Who Should Back Voidsea on Kickstarter
Voidsea on Kickstarter targets three audiences:
Groups Tired of Clunky Naval Combat
Groups burned by clunky naval combat who want tactical ship battles that don't slow the game. The Dual-Theatre System and Naval Perk System fix problems that have plagued nautical D&D since the game's inception.
Fans of Cosmic Horror in D&D
Fans of cosmic horror who want Lovecraftian themes integrated mechanically, not just narratively. The Mutation Mayhem System makes corruption tangible. The kaiju fights create dread through scale and mechanics.
Collectors and Miniature Enthusiasts
Collectors and miniature enthusiasts who value production quality.

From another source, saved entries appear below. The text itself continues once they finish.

PR #76, opened 2023-06-20
kernel: add helper fn for oneshot driver requests

hawkw:
Depends on #75 

This commit adds a `KHandle::request_oneshot` helper function that bundles together code for sending a request with a reusable oneshot sender as the message, and awaiting the response. This pattern occurred a few times in service client implementations, so I thought it might be nice to have a helper method for it.

We can add similar methods for other types of requests later.


jamesmunns (approved):
Looks great, thank you :)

The sheer volume of physical components—especially the modular Mimic Ship—rivals campaigns from CMON and Steamforged Games.
If your group loves Ghosts of Saltmarsh but wishes it had better combat rules, more horror, and spectacular miniatures, Voidsea on Kickstarter delivers exactly that.

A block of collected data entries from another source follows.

PR #9258, opened 2021-01-28
Ratelimit invites by room and target user

erikjohnston:


synapse/config/ratelimiting.py
```diff
@@ -107,6 +107,15 @@ def read_config(self, config, **kwargs):
...
         )
 
+        self.rc_invites_per_room = RateLimitConfig(
+            config.get("rc_invites", {}).get("per_room", {}),
+            defaults={"per_second": 0.003, "burst_count": 10},
+        )
+        self.rc_invites_per_user = RateLimitConfig(
+            config.get("rc_invites", {}).get("per_user", {}),
+            defaults={"per_second": 0.003, "burst_count": 5},
+        )
```
anoadragon453, line 117: Should these be `0.03` instead of `0.003`?

synapse/handlers/room_member.py
```diff
@@ -144,6 +155,12 @@ async def _user_left_room(self, target: UserID, room_id: str) -> None:
         """
         raise NotImplementedError()
 
+    def ratelimit_invite(self, room_id: str, invitee_user_id: str):
+        """Ratelimit invites py room and by target user.
```
anoadragon453, line 159:
```suggestion
        """Ratelimit invites by room and by target user.
```

tests/handlers/test_federation.py
```diff
@@ -191,6 +191,97 @@ def test_rejected_state_event_state(self):
...
+                    room_version,
+                )
+            )
+
+        self.get_failure(
+            self.handler.on_invite_request(
+                other_server, create_invite_for("@user-4:test"), room_version,
+            ),
+            exc=LimitExceededError,
+        )
```
anoadragon453, line 239: So my local server would send a 429 back over federation to the remote server? I'm guessing this would just result in a failure on the remote side (possibly without a useful message)?

changelog.d/9258.feature
```diff
@@ -0,0 +1 @@
+Add ratelimites to invites in rooms and to specific users.
```
anoadragon453, line 1:
```suggestion
Add ratelimits to invites in rooms and to specific users.
```

synapse/handlers/room_member.py
```diff
@@ -387,8 +404,11 @@ async def update_membership_locked(
                 raise SynapseError(403, "This room has been blocked on this server")
 
         if effective_membership_state == Membership.INVITE:
+            target_id = target.to_string()
+            self.ratelimit_invite(room_id, target_id)
```
anoadragon453, line 408: I wonder whether we should condition this on the `ratelimit` argument to this function. Unfortunately doing so would allow users to mass invite by supplying a long list of users to `/createRoom`. However not doing so might cause the server to get rate-limited accidentally?

synapse/handlers/room_member.py
dkasak, line 159:
```suggestion
        """Ratelimit invites by room and by target user.
```

anoadragon453 (changes requested):
A few edge cases to think about, but on the whole looks good.

tests/handlers/test_federation.py
erikjohnston: I believe the 429 will be proxied through to the client.

synapse/handlers/room_member.py
erikjohnston: Oh good point. I can also limit the number of invites in `/createRoom` by the burst count.

synapse/config/ratelimiting.py
```diff
@@ -107,6 +107,15 @@ def read_config(self, config, **kwargs):
             defaults={"per_second": 0.003, "burst_count": 5},
         )
 
+        self.rc_invites_per_room = RateLimitConfig(
+            config.get("rc_invites", {}).get("per_room", {}),
+            defaults={"per_second": 0.3, "burst_count": 10},
+        )
+        self.rc_invites_per_user = RateLimitConfig(
+            config.get("rc_invites", {}).get("per_user", {}),
+            defaults={"per_second": 0.003, "burst_count": 5},
```
anoadragon453, line 116: This doesn't match the sample config.

synapse/config/ratelimiting.py
```diff
@@ -174,6 +185,14 @@ def generate_config_section(self, **kwargs):
         #rc_3pid_validation:
         #  per_second: 0.003
         #  burst_count: 5
+        #
+        #rc_invites:
+        #  per_room:
+        #    per_second: 0.3
+        #    burst_count: 10
+        #  per_user:
+        #    per_second: 0.03
```
anoadragon453, line 194: Did you mean for these two `per_second`s to be different?

tests/handlers/test_federation.py
anoadragon453: Looks like a `HttpResponseException` with code 429 will get raised:

https://github.com/matrix-org/synapse/blob/2649d545a551dd126d73d34a6e3172916ea483e0/synapse/federation/federation_client.py#L783-L805

So it won't be a `LimitExceededError` and won't have `retry_after_ms` nor `M_LIMIT_EXCEEDED` but it miiiight be handled correctly by clients?

We may just want to catch `429`, craft and raise a `LimitExceededError` to be extra safe.

anoadragon453 (changes requested):
Getting there!

synapse/config/ratelimiting.py
erikjohnston: SIGH I THOUGHT I DOUBLE CHECKED

synapse/config/ratelimiting.py
erikjohnston: Yes, so we want a relatively high `per_room` ratelimit to allow room upgrades, but we can limit the number of invites a user receives a lot (one every 5 minutes for `0.003`)

tests/handlers/test_federation.py
erikjohnston: Oh thank you. Have fixed this now

synapse/federation/federation_client.py
```diff
@@ -810,7 +810,7 @@ async def _do_send_invite(
                         "User's homeserver does not support this room version",
                         Codes.UNSUPPORTED_ROOM_VERSION,
                     )
-            elif e.code == 403:
+            elif e.code in (403, 429):
                 raise e.to_synapse_error()
```
anoadragon453, line 814: Cool, thanks for added. This won't pass through `retry_after_ms` but I presume the client will have some default amount of time they'll wait for.

anoadragon453 (approved):
lgtm!

synapse/federation/federation_client.py
erikjohnston: Oh, hmm, why on earth don't we proxy through all the fields??

I don't think clients actually care about `retry_after_ms`...

docs/sample_config.yaml
```diff
@@ -862,6 +864,14 @@ log_config: "CONFDIR/SERVERNAME.log.config"
...
 #  per_second: 0.003
 #  burst_count: 5
+#
+#rc_invites:
+#  per_room:
+#    per_second: 0.3
+#    burst_count: 10
+#  per_user:
+#    per_second: 0.003
+#    burst_count: 5
```
richvdh, line 874: if this is a ratelimit per recipient, does that mean that a spammer can DoS a given recipient so that they can't receive any invites from genuine users any more? what happens to genuine invites - are they just lost somehow?

richvdh: (could this sort of info be added to the comments in the config file, please?)

erikjohnston: Hmm, true. This does mean In some ways this is somewhat by design, the idea is that you don't want to have users inundated by invites from a lot of different fake accounts. The invites will see the 429 though, so at least its a visible thing. I guess we could ratelimit by `(sending_server, target_user)` for inbound remote invites so that a spammer would have to have accounts on different servers?

richvdh: maybe. Honestly, I'm kinda questioning how useful this limit is as it stands.

PR #9259, opened 2021-01-28
Define a new Synapse module that can manipulate user directory search results

anoadragon453:
This PR creates a new Synapse module type that is intended to interact with the user directory. In its current state, the only method that can be overridden is  `get_search_query_ordering` which, given a database type, will return SQL that defines how user directory search results should be ordered.

The motivation for this is that DINUM would like to be able to return users with a specific string in their displayname higher than other results. It could potentially be used by others to manipulate search results in whichever way they wish, though admittedly in a limited way currently. There is potential to expand this module to manipulate other areas of the user directory search in the future though.

DINUM's instance of the module is located [here](https://github.com/matrix-org/matrix-synapse-user-directory-search-dinum), and should be considered during review.

Note: I'm aware that having a module pass direct SQL to Synapse is a bit dangerous, however so are the abilities of many other modules. Modules aren't meant to be installed willy-nilly.

I'm also aware that it's a bit gross to request *part* of an SQL query from a module. I didn't want to allow the module to manipulate the return values from the query however, as that would require a much more generic method of processing the results of the query.

Reviewable commit-by-commit.

### DIFF
--- a/changelog.d/9259.feature
+++ b/changelog.d/9259.feature
@@ -1,0 +1,1 @@
+Add a new Synapse module type for manipulating user directory search results.
--- a/docs/sample_config.yaml
+++ b/docs/sample_config.yaml
@@ -2545,6 +2545,21 @@ spam_checker:
 #user_directory:
 #  enabled: true
 #  search_all_users: false
+#
+#  # Server admins can define a Python module that implements extra rules for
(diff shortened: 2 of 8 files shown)


anoadragon453:
This PR has been superseded by https://github.com/matrix-org/synapse/pull/9383.

PR #9260, opened 2021-01-28
Refactor email summary generation.

clokep:
Split out of #9257.

This is reviewable commit-by-commit. For the first commit you likely want to disable whitespace.

It has two changes:

* The second commit fixes a case where no summary text was returned.
* The use of `messages_from_person` vs. `messages_from_person_and_others` was tweaked slightly to be based on whether there was 1 sender or multiple senders, not based on if there was 1 room or multiple rooms.

### DIFF
--- a/changelog.d/9260.misc
+++ b/changelog.d/9260.misc
@@ -1,0 +1,1 @@
+Refactor the generation of summary text for email notifications.
--- a/synapse/push/mailer.py
+++ b/synapse/push/mailer.py
@@ -272,7 +272,11 @@ class Mailer:
             room_id = list(notifs_by_room.keys())[0]
 
             summary_text = await self.make_summary_text_single_room(
-                notifs_by_room[room_id], state_by_room[room_id], notif_events, user_id
+                room_id,
+                notifs_by_room[room_id],
+                state_by_room[room_id],
+                notif_events,
+                user_id,
             )
         else:
             summary_text = await self.make_summary_text(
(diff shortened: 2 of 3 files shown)


erikjohnston:
> This changes the behaviour of the summary returned to be based on the number of senders, instead of based on the number of rooms.

Is that what we want? I'm failing to grok really what that means, as I'd have naively thought it'd be weird to have message from one sender, but in different rooms, look like they were from the same room?

clokep:
> > This changes the behaviour of the summary returned to be based on the number of senders, instead of based on the number of rooms.
> 
> Is that what we want? I'm failing to grok really what that means, as I'd have naively thought it'd be weird to have message from one sender, but in different rooms, look like they were from the same room?

I don't know, but I think it previously didn't make sense.

In the case of a single room with multiple notifications and no room name we used (call this Case A):

https://github.com/matrix-org/synapse/blob/fa50e4bf4ddcb8e98d44700513a28c490f80f02b/synapse/config/emailconfig.py#L37

In the case of multiple rooms and the room causing the notification to be unnamed we used (call this Case B):

https://github.com/matrix-org/synapse/blob/fa50e4bf4ddcb8e98d44700513a28c490f80f02b/synapse/config/emailconfig.py#L40

In both cases the `person` is from `descriptor_from_member_events`:

https://github.com/matrix-org/synapse/blob/6f7417c3db54c9545e93b0428303f29973468d39/synapse/push/presentable_names.py#L168-L193

So for Case A this was generally OK, but for Case B this could end up with:

> You have messages on FooApp from Bob and 3 others and others...

So the idea is that for both of them we'll use the number of senders, which will end up with reasonable messages, I hope! This change is all in https://github.com/matrix-org/synapse/pull/9260/commits/6f33c1eb255039445ccd2de0fe3eaa07cbf71134 I think.

erikjohnston:
Oh, OK. For some reason I was blanking that this was just for the summary, rather than the full email...

erikjohnston (approved):

clokep:
Yeah, this is only for the summaries! And the changed cases are only in the case of the room not having a name, which I don't think is common? 🤷

PR #9262, opened 2021-01-28
Split out a separate endpoint to complete SSO registration

richvdh:
There are going to be a couple of paths to get to the final step of SSO reg, and I want the URL in the browser to consistent. So, let's move the final step onto a separate path, which we redirect to.

There are a couple of preparatory commits here, which should be reviewed separately.

### DIFF
--- a/changelog.d/9262.feature
+++ b/changelog.d/9262.feature
@@ -1,0 +1,1 @@
+Improve the user experience of setting up an account via single-sign on.
--- a/synapse/rest/synapse/client/sso_register.py
+++ b/synapse/rest/synapse/client/sso_register.py
@@ -1,0 +1,50 @@
+# -*- coding: utf-8 -*-
+# Copyright 2021 The Matrix.org Foundation C.I.C.
+#
+# Licensed under the Apache License, Version 2.0 (the "License");
+# you may not use this file except in compliance with the License.
+# You may obtain a copy of the License at
+#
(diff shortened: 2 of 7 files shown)


changelog.d/9262.feature
```diff
@@ -0,0 +1 @@
+Improve the user experience of setting up an account via single-sign on.
```
richvdh, line 1: obviously, there is more to follow.

synapse/rest/synapse/client/sso_register.py
```diff
@@ -0,0 +1,50 @@
...
+    def __init__(self, hs: "HomeServer"):
+        super().__init__()
+        self._sso_handler = hs.get_sso_handler()
+
+    async def _async_render_GET(self, request: Request) -> None:
+        try:
+            session_id = get_username_mapping_session_cookie_from_request(request)
+        except SynapseError as e:
+            logger.warning("Error fetching session cookie: %s", e)
+            self._sso_handler.render_error(request, "bad_session", e.msg, code=e.code)
```
anoadragon453, line 48: I don't think this function takes an arg `code`.

anoadragon453 (approved):
lgtm besides one quirk. Also yay for separate resources.

synapse/rest/synapse/client/sso_register.py
anoadragon453: Nvm, was looking at `synapse-dinsic` :innocent:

Why You Should Back Voidsea on Kickstarter Now
Campaign Momentum and Stretch Goals
Kickstarter campaigns live or die on momentum. Voidsea on Kickstarter has already demonstrated strong backing, but stretch goals unlock additional content—more subclasses, lineages, adventures, and components. Early backing helps trigger these milestones.
Proven Creators Behind Voidsea on Kickstarter
The campaign represents years of development from proven creators. Loot Tavern earned its reputation through Heliana's Guide to Monster Hunting. Archvillain Games and Titan Forge have delivered dozens of miniature campaigns on time. This isn't a first-time creator asking for trust—it's established studios leveraging their expertise.
Limited-Time Value
Most importantly: tabletop Kickstarters rarely reprint at this scale. Once the campaign ends, getting the All-in tier or Whalerman tier at these prices becomes impossible. Individual items might appear in retail later, but the bundled value disappears.
Final Verdict on Voidsea on Kickstarter
Voidsea on Kickstarter succeeds because it doesn't just add nautical flavor to D&D—it fundamentally redesigns how ship combat works. The Dual-Theatre System, Naval Perk trees, and modular ship components transform notorious problem areas into campaign highlights.
Add the Lovecraftian horror, kaiju encounters, mutation system, and spectacular production quality, and you have one of 2025's most ambitious tabletop campaigns. For groups wanting naval adventures that actually function at the table, this is the gold standard.
The ocean calls. Your mimic ship awaits. Just remember to keep it fed.